Search code examples
machine-learningscikit-learnhashfeature-extraction

Feature Hashing of zip codes with Scikit in machine learning


I am working on a machine learning problem, where I have a lot of zipcodes (~8k unique values) in my data set. Thus I decided to hash the values into a smaller feature space instead of using something like OHE.

The problem I encountered was a very small percentage (20%) of unique rows in my hash, which basically means from my understanding, that I have a lot of duplicates/collisions. Even though I increased the features in my hash table to ~200, I never got more than 20% of unique values.
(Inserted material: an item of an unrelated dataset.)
PR #901, opened 2020-01-27
Localhost gets admin permissions by default

Measurity:


NitroxServer/Communication/Packets/Processors/PlayerJoiningMultiplayerSessionProcessor.cs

This does not make sense to me, since with a growing number of columns in my hash, more unique combinations should be possible

I used the following code to hash my zip codes with scikit and calculate the collisions based on unique vales in the last array:

from sklearn.feature_extraction import FeatureHasher

D = pd.unique(Daten["PLZ"])

print("Zipcode Data:", D,"\nZipcode Shape:", D.shape)

h = FeatureHasher(n_features=2**5, input_type="string")
f = h.transform(D)
f = f.toarray()

print("Feature Array:\n",f ,"\nFeature Shape:", f.shape)

unq = np.unique(f, axis=0)

print("Unique values:\n",unq,"\nUnique Shape:",unq.shape)
print("Percentage of unique values in hash array:",unq.shape[0]/f.shape[0]*100)

For Output I received:

Zipcode Data: ['86916' '01445' '37671' ... '82387' '83565' '83550'] 
Zipcode Shape: (8158,)
Feature Array:
 [[ 2.  1.  0. ...  0.  0.  0.]
 [ 0. -1.  0. ...  0.  0.  0.]
 [ 1.  0.  0. ...  0.  0.  0.]
 ...
 [ 0.  0.  0. ...  0.  0.  0.]
 [ 1.  0.  0. ...  0.  0.  0.]
 [ 0. -1.  0. ...  0.  0.  0.]] 
Feature Shape: (8158, 32)
Unique values:
 [[ 0. -3.  0. ...  0.  0.  0.]
 [ 0. -2.  0. ...  0.  0.  0.]
 [ 0. -2.  0. ...  0.  0.  0.]
 ...
 [ 4.  0.  0. ...  0.  0.  0.]
 [ 4.  0.  0. ...  0.  0.  0.]
 [ 4.  0.  0. ...  0.  0.  0.]] 
Unique Shape: (1707, 32)
Percentage of unique values in hash array: 20.9242461387595

Any help and insights are greatly appreciated.


Solution

  • That very first 2 in the transformed data should be a clue. I think you'll also find that many of the columns are all-zero.

    From the documentation,

    Each sample must be iterable...

    So the hasher is treating the zip code '86916' as the collection of elements 8, 6, 9, 1, 6, and you only get ten nonzero columns (the first column presumably being the 6, which appears twice, as noted at the beginning). You should be able to rectify this by reshaping the input to be 2-dimensional.